- **EXERCISE DIRECTIONS**:
Select from the data all lines with the word "they".

- **AVAILABLE RECORDS**:

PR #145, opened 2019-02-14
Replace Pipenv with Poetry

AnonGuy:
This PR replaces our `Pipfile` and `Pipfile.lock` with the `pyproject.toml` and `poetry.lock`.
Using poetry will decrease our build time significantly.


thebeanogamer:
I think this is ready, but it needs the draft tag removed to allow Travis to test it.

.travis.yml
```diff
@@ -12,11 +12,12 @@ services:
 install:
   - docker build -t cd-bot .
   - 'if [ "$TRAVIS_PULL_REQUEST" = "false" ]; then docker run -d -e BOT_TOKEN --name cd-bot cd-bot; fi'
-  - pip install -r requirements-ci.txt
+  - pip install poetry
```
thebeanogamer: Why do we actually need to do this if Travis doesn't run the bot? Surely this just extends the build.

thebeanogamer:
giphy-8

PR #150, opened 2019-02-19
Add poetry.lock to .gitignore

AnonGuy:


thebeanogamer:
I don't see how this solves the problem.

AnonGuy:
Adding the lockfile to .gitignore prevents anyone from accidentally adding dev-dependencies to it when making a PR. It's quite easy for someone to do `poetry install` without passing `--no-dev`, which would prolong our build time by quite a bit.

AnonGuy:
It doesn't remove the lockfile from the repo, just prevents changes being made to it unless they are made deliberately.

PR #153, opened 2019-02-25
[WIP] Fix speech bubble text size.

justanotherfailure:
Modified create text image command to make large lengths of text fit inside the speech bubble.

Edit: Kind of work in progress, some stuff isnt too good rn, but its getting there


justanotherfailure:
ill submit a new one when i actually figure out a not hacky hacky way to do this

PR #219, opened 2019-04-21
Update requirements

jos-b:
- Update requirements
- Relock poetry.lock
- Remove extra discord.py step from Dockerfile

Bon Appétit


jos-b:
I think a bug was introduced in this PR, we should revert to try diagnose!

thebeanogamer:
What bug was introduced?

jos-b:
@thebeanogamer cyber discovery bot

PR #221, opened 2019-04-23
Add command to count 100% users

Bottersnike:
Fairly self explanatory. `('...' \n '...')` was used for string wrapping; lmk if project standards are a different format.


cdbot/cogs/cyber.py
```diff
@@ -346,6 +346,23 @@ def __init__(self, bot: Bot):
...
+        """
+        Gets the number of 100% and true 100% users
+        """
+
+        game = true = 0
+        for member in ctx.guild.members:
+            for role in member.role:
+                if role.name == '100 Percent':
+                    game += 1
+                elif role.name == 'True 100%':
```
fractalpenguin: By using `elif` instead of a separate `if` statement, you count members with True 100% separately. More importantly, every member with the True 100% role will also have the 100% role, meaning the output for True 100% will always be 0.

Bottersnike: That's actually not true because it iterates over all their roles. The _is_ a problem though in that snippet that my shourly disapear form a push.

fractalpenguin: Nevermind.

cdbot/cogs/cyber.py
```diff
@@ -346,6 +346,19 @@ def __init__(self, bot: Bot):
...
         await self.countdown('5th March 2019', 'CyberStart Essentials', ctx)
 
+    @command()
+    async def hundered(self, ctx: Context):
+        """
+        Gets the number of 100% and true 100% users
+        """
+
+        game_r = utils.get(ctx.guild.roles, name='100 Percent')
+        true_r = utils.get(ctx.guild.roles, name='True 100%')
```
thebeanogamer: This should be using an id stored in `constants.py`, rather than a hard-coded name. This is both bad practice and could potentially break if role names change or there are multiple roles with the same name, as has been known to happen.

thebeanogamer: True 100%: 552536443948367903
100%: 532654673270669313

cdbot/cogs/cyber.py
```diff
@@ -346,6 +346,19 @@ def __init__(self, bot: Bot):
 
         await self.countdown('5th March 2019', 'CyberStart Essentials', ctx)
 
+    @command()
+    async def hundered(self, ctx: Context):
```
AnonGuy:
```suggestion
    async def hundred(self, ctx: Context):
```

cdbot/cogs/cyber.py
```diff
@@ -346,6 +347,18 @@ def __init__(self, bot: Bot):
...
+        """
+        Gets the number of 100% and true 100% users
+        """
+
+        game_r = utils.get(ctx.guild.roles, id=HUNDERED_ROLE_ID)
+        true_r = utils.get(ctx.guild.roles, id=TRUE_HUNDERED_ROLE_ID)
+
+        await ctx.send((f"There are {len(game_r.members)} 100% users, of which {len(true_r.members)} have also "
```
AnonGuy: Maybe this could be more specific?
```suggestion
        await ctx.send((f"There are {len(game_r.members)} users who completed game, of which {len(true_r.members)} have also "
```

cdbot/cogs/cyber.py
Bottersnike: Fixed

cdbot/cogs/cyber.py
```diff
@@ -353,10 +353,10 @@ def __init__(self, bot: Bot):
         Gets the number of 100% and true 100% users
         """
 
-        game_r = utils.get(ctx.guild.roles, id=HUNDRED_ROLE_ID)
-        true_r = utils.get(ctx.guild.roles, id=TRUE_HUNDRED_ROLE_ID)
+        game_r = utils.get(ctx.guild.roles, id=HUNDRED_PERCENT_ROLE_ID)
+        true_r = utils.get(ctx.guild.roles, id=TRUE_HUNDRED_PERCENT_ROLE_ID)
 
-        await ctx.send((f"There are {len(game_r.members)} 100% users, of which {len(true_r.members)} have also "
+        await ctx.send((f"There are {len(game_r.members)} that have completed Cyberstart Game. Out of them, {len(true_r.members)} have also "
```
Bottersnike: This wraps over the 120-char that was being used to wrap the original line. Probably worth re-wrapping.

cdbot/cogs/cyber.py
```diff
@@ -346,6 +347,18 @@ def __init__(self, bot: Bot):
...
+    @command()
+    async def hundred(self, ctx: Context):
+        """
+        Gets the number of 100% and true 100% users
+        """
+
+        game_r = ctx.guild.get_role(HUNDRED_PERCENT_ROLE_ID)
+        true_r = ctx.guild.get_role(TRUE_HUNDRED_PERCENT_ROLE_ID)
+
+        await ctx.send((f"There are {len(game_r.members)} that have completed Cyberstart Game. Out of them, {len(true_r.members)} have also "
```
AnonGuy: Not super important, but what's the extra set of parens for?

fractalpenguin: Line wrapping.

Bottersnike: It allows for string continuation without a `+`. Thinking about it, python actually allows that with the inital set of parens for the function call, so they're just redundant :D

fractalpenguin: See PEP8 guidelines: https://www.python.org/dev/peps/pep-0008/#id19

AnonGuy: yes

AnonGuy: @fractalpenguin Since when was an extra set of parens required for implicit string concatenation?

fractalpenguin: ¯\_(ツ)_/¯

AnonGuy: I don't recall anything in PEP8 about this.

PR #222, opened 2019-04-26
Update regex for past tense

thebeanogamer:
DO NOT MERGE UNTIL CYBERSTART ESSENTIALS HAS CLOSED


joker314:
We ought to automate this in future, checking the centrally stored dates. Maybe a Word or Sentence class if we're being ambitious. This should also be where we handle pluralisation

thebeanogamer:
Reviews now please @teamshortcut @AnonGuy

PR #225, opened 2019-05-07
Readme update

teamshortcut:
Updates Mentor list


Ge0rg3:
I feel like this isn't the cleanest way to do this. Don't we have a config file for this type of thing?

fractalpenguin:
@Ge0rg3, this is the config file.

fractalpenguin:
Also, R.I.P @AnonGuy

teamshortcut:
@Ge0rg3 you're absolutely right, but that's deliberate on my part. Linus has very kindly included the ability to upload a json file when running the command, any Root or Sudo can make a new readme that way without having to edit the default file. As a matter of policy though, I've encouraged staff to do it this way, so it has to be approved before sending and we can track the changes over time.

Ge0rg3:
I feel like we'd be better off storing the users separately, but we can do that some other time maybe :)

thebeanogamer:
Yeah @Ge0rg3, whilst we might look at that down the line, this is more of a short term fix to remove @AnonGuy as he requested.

- **REPLY TO THE TASK**:
It doesn't remove the lockfile from the repo, just prevents changes being made to it unless they are made deliberately.
Bottersnike: It allows for string continuation without a `+`. Thinking about it, python actually allows that with the inital set of parens for the function call, so they're just redundant :D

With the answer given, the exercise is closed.